3D structures for understanding mechanisms and designing drugs

Date: 4/29/2020

Updated: 1/12/2021 - Updated numbers for structural snapshots and organisms. Updated images for CoV2, SARS, MERS and 3D structure.

3D structures are a powerful tool in understanding the molecular mechanisms of disease and the design and development of new drugs. canSAR-3D, the 3D structural component of canSAR, use artificial intelligence approaches to identify and predict the ‘ligandability’ (the propensity of a protein to bind a drug-like small molecule) of proteins with known 3D structure.
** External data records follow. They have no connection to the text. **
PR #2764, opened 2020-08-20
Fix rendering issue in Apache Kafka Broker page

pierDipi:
## Proposed Changes 

- Fix rendering issue


pierDipi:
/cc @abrennan89 

Thie PR needs to be cherry-picked to 0.17 but there is no label for it.
/label needs-cherry-pick

pierDipi:
Ok, I'm not sure why we have only those labels available. :confused:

We map potential cavities and assess 3D-ligandability for all proteins released in the Protein Data Bank automatically update these in Coronavirus canSAR on a weekly basis. At the end of April 2020, canSAR contained >503,000 individual protein structural snapshots for >29,000 proteins from 2,893 organisms. For these, we applied our AI methods to assess >4 million cavities for ligandability. Using the same method, we also analysed the 3D structural interfaces of >117,000 biological complexes and 640,988 interface cavities. All results for all structural analyses and AI assessments are provided through a user-friendly interface on the canSAR website.

COVID19 image Covid-19
SARS image SARS
MERS image MERS

All 3D structures from Covid-19, SARS and MERS have been assessed) and a live, weekly updated summary of their ligandability analysis is reported in our structures report.

In particular, 229 COVID19, 443 SARS and 181 MERS protein chains have been analysed. 661 are from X-ray and 157 from cryo-EM and 35 from NMR. 80 human chains (belong to 6 different families) have been found to bind viral proteins.

Covid-19, SARS, MERS 3d Structure image 3d Structures related to coronavirus

We analysed >8100 cavities on > 430 protein structures (857 PDB chains). As results of our analysis, we identify 284 ligandable pockets and 339 potential ligandable cavities at the interfaces of protein complexes (biological assemblies). We found novel ligandable cavities at the interface between the coronavirus Spike protein and their receptor ACE2, and at the complex’s interface with the Sodium-dependent neutral amino acid transporter B(0)AT1.

These weekly updated assessments are provided to support drug design and antibody discovery.